BY MAGGIE BEAMGUARD
As a child, I was terrified of graveyards. I blame Michael Jackson. When his groundbreaking music video for “Thriller” hit MTV’s airwaves in 1983, I was 7. The images of zombies breaking through the ground of a mist-covered cemetery were seared into my developing brain.
I also blame my dear old dad. It was a year after the video was released when he took me, at the still-impressionable age of 8, to the historic Magnolia Cemetery along the Cooper River in Charleston, SC on one of our Saturday father-daughter outings. Established in 1849, it is filled with the earthly remains of many notable and sometimes notorious Carolinians — governors, congressmen, civil war officers, poets and physicians — and a few of my own ancestors.
The Spanish moss-draped water oaks sprawled among tombs and mausoleums, statues, obelisks and at least one pyramid. Think Bonaventure Cemetery of Savannah, featured in “Midnight in the Garden of Good and Evil.”
Dad was eager to show me the artistry and solemnity of the space, but I could only see the macabre. With each step, I expected a bony arm to reach up from the earth and grab an ankle. My fears were compounded when we briefly became separated among the tombstones, and I began to hear an eerie moan from the direction of one of the more imposing sepulchers.
Frantic calls for “dad,” did not produce aid. I tip-toed along the path, certain he had been swallowed up by a grave. Then – “Boo!” My old man jumped out in front of me, eliciting a Hitchcock-worthy scream. Hardy-har-har. “Thriller” indeed.
There is nothing like a heart pounding, legs shaking, breath-catching good scare to make you feel alive.
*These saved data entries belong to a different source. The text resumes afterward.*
PR #203, opened 2020-06-09
Fixes #180

### LINKED ISSUE #180: Suggest the kit ID when a user needs to enter one to claim samples
After selecting a source, a user needs to then enter a kit ID to claim samples from. In most situations, the kit ID they'll use is the one they created their account with. Once #174 is merged, we should be able to suggest a reasonable kit ID to use here so they don't have to re-type it

wasade:
Provides a suggested kit ID based on the one the account was created with. Fixes #180 

kit_hint

### DIFF
--- a/microsetta_private_api/templates/source.jinja2
+++ b/microsetta_private_api/templates/source.jinja2
@@ -142,8 +142,13 @@
         <div class="container">
             <form method="get" name="list_kit_form" action="/list_kit_samples">
                 <div class="form-group">
+                    {% if claim_kit_name_hint is not none %}
+                    <label for="kit_name" name="kit_name_label">The kit ID used to create your account has unclaimed samples. To claim samples from this kit, please click "List samples". To claim samples from another kit ID, please enter it here and then click "List Samples":</label>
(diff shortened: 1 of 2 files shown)


microsetta_private_api/templates/source.jinja2
```diff
@@ -142,8 +142,13 @@
         <div class="container">
             <form method="get" name="list_kit_form" action="/list_kit_samples">
                 <div class="form-group">
+                    {% if claim_kit_name_hint is not none %}
+                    <label for="kit_name" name="kit_name_label">The kit ID used to create your account has unclaimed samples. To claim samples from this kit, please click "List samples". To claim samples from another kit ID, please enter it here and then click "List Samples":</label>
+                    <input id="kit_name" name="kit_name" class="form-control" type="text" value="{{ claim_kit_name_hint }}"/>
```
dhakim87, line 147: Not sure you if you tried this and prefer the current approach, but any reason to set the value rather than using it as a hint/placeholder?  
https://www.w3schools.com/tags/att_input_placeholder.asp

wasade: I thought about that, but I also wanted to give people the option to just hit enter. The placeholder value isn't sent over the wire :/

PR #207, opened 2020-06-10
St dh issue 144

### LINKED ISSUE #144: Pass variable breadcrumb options to sitebase.jinja2
https://github.com/biocore/microsetta-private-api/pull/143#discussion_r422311940

dhakim87:
All jinja2 templates now extend sitebase.  I've looked at all templates to ensure they correctly display breadcrumb as necessary - Several specialized templates (FAQ, Error Page, ...) by design will not show breadcrumbs or will not have specific breadcrumb links for their own pages.  All templates corresponding to the viewing of objects within our api will show full breadcrumbs.  

Fix #144


microsetta_private_api/templates/home.jinja2
```diff
@@ -1,87 +1,56 @@
...
-    <div class="content">
-        <nav aria-label="breadcrumb">
-          <ol class="breadcrumb">
-            <li class="breadcrumb-item active" aria-current="page">Home</li>
-          </ol>
-        </nav>
-
-        {% if user %}
+{% block content %}
+{% if user %}
```
wasade, line 10: Should (can?) this be `if user is not none`?

microsetta_private_api/templates/home.jinja2
```diff
@@ -1,87 +1,56 @@
...
-                {% else %}
-                <a href="/workflow" class="list-group-item list-group-item-action">
-                    Click here to create a new account...
-                </a>
-                {% endif %}
-            </div>
+    </div>
+    {% if email_verified %}
+    <div class="list-group">
+        {% if acct_id %}
```
wasade, line 16: same here with `is not none`

microsetta_private_api/templates/sitebase.jinja2
```diff
@@ -51,7 +51,11 @@
     {% if show_breadcrumbs %}
         <nav aria-label="breadcrumb">
           <ol class="breadcrumb">
+            {% if not is_home %}
```
wasade, line 54: minor, but possible to do the uninverted form? eg:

And maybe that was the lesson.
There among the departed, we lived and breathed.
My own advancing years have offered many more occasions to visit cemeteries as both a loved one and a graveside officiant. I suppose it’s been a form of exposure therapy, fading my childish fears of graveyard ghouls and hordes of zombies.
What jumps out to me now is the stillness. It creates a heightened sense of mortality. To step away from the busy world and the fever of life to stand among those at rest will cause you to contemplate the number of days remaining to you. Far from being scary, it’s an invitation to life.
The juxtaposition of death and life is present in a jarring way in the cemetery of First (Scots) Presbyterian Church in Charleston, where I worked for a time. Some of the graves date to the 1750s. In one section of the land-locked, urban church, there is a playground. Its brick walls are lined with large rectangular grave slabs, pulled up to make space for the living.
The peels of laughter and shouts of the children navigating monkey bars and tire swings among the reminders of those long gone affirm with vigor the joy in life. I think the old Scots buried there would be pleased to hear them.
I’m no longer afraid of specters emerging from tombs to get me. Only that I might forget to live — fully — while my heart is still thumping, my lungs are still rising and my legs are still moving.